You can see a dip at about 110hz was tamed noticably, but nothing really happened at any lower frequencies. I can't seem to find the results I'd seen earlier, but I was certain these traps were effective at <100 frequencies.

I might just be jumping the gun - this is only the first very small portion of my treatment, but I was just surprised that the low end did not budge at all.

Thoughts?

I'll post some more graphs as I move forward. By the way - is there a way to show my before and after plot on the same graph? I couldn't find the option to do so..

Thanks,
Jeff


----------



## srckkmack (Feb 10, 2007)

Yes you can overlay your plots. I know you can generate waterfalls, then overlay one onto the other. You may actually find that your bass trap has affected the decay times. Anyway you can reference the help file to find out more; look up the waterfall section.

-Steve


----------



## mike c (Apr 25, 2006)

how do we hear the improvement of decay times? i mean in layman's terms ... what improves in SQ if the decay times improve?


----------



## OvalNut (Jul 18, 2006)

mike c said:


> how do we hear the improvement of decay times? i mean in layman's terms ... what improves in SQ if the decay times improve?

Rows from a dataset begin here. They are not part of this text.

PR #18279, opened 2025-10-20
Fix hint evaluation

martin-ro:
## Description

When evaluating a field hint with a closure it appears that it renders the container div even if the result of the closure is null or false. That creates an additional space above the field.

## Visual changes

Screenshot 2025-10-20 at 5 01 41 PM
Screenshot 2025-10-20 at 5 01 52 PM

## Functional changes

### DIFF
--- a/packages/forms/src/Components/Concerns/HasHint.php
+++ b/packages/forms/src/Components/Concerns/HasHint.php
@@ -51,7 +51,7 @@ trait HasHint
                         /** @var self $parentComponent */
                         $parentComponent = $component->getContainer()->getParentComponent();
 
-                        return filled($parentComponent->hasHint());
+                        return filled($parentComponent->getHint());
                     });
             }
 
--- a/packages/infolists/src/Components/Concerns/HasHint.php
+++ b/packages/infolists/src/Components/Concerns/HasHint.php
@@ -50,7 +50,7 @@ trait HasHint
                         /** @var self $parentComponent */
                         $parentComponent = $component->getContainer()->getParentComponent();
 
-                        return filled($parentComponent->hasHint());
+                        return filled($parentComponent->getHint());
                     });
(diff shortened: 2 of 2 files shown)


martin-ro:
Reproduction repo if needed: https://github.com/martin-ro/filament-v4-hint

packages/forms/src/Components/Concerns/HasHint.php
```diff
@@ -51,7 +51,7 @@ protected function setUpHint(): void
                         /** @var self $parentComponent */
                         $parentComponent = $component->getContainer()->getParentComponent();
 
-                        return filled($parentComponent->hasHint());
+                        return filled($parentComponent->getHint());
```
danharrin, line 54: Shouldn't it be `return $parentComponent->hasHint()`?

danharrin (changes requested):
You might also want to check the other HasHint trait, I think there are two

martin-ro:
> You might also want to check the other HasHint trait, I think there are two

Updated the 2nd trait.

packages/forms/src/Components/Concerns/HasHint.php
martin-ro: `hasHint` returns `bool`. So checking if it is filled wouldn't work.

The if-statement a  few lines above already checks `hasHint` and it would never get there.

danharrin: Yes, I'm just saying `return $parentComponent->hasHint()` not `return filled($parentComponent->hasHint())`

martin-ro: The closure to show a hint could return null so just returning it here wouldn't work I think

danharrin (approved):

PR #18282, opened 2025-10-20
[3.x]: add option to make notification non-stackable

reidsolon:
## Description

There's no option to make toast notifications to not stackable. It should still be stackable by default

## Visual changes

Screenshot 2025-10-20 at 8 47 09 PM

https://github.com/user-attachments/assets/08f2d7ad-72e8-45f8-a04c-17076c536441

https://github.com/user-attachments/assets/d42614fa-913b-444f-ba50-dc7a2f88687c

## Functional changes


danharrin:
Hi, thanks for the work you put in! However, I am not going to introduce this change for now. I don't think I have heard other requests for such a feature from other users, but if this changes in the future I may reconsider.

PR #18284, opened 2025-10-20
[4.x] Add string target support for when opening in new tabs

leek:
## Description

This PR extends Filament’s URL-handling logic to support custom window targets (e.g. named tabs) while maintaining full backward compatibility.

**No breaking changes** — all existing code using `true|false` continues to work as before.

## Example usage

```php
{
    return $table
        // Default behavior (unchanged)
        ->openRecordUrlInNewTab() 
        ->openRecordUrlInNewTab(true) 
        ->recordUrl(fn ($record) => Resource::getUrl('view', ['record' => $record]))
        ->recordUrl(fn ($record) => Resource::getUrl('view', ['record' => $record]), true)

        // New behavior: reuse named tab/window
        ->openRecordUrlInNewTab('record-123')
        ->recordUrl(fn ($record) => Resource::getUrl('view', ['record' => $record]), 'record-123')
    ;
}
```

## Functional changes

### DIFF
--- a/packages/actions/src/Action.php
+++ b/packages/actions/src/Action.php
@@ -706,7 +706,7 @@ class Action extends ViewComponent implements Arrayable
             label: $this->getLabel(),
             size: $this->getSize(),
             tag: $url ? $shouldPostToUrl ? 'form' : 'a' : 'button',
-            target: ($url && $this->shouldOpenUrlInNewTab()) ? '_blank' : null,
+            target: $url ? $this->getUrlTarget() : null,
             tooltip: $this->getTooltip(),
             type: $this->canSubmitForm() ? 'submit' : 'button',
         );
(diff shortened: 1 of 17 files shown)


danharrin:
Hi, thanks for your PR. I'm going to hold off for now, as I haven't had many requests for this in the past. If I get lots more requests I may reconsider in the future. For now, I think you can use `extraAttributes()` to add this custom attribute.

leek:
> Hi, thanks for your PR. I'm going to hold off for now, as I haven't had many requests for this in the past. If I get lots more requests I may reconsider in the future. For now, I think you can use `extraAttributes()` to add this custom attribute.

@danharrin Thanks for the review. Unfortunately, `extraAttributes()` doesn't actually work unless I am doing something wrong?

```php
{
    return $table
		// only accepts bool 😞
        // ->openRecordUrlInNewTab(true) 

		// adds `target="test"` to container and not the `<a>`
        ->extraAttributes(['target' => 'test']) 
    ;
}
```

I am surprised that everyone wants `target="_blank"` all of the time given the number of available acceptable options:

| Value | Description |
|--------|--------|
| _blank | Opens the linked document in a new window or tab |
| _self | Opens the linked document in the same frame as it was clicked (this is default) |
| _parent | Opens the linked document in the parent frame |
| _top | Opens the linked document in the full body of the window |
| _framename_ | Opens the linked document in the named frame | 

I would urge you to reconsider, especially since this PR should maintain 100% backwards compatability.
🙏🙏

danharrin:
I would accept a PR for more `extra*Attributes()` methods like `extraRecordLinkAttributes()` for example. But on an action for example, it should already work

Instead of "Powwwwwowwwwowww", you hear "Poww!". Individual sounds stop on time; they don't loiter and bounce around the room. They don't then have the opportunity to interfere with subsequent sounds. That yields more detail able to be perceived, and less sounds smearing together.


Tim
:drive:


----------



## mike c (Apr 25, 2006)

:rofl2: thanks Tim

powwwww huh!?


----------



## JohnM (Apr 11, 2006)

The "Measured" tab shows all of the measurements you have loaded on one graph. To have an effect at low frequencies you need a large treatment volume.


----------



## Bob_99 (May 8, 2006)

mike c said:


> how do we hear the improvement of decay times? i mean in layman's terms ... what improves in SQ if the decay times improve?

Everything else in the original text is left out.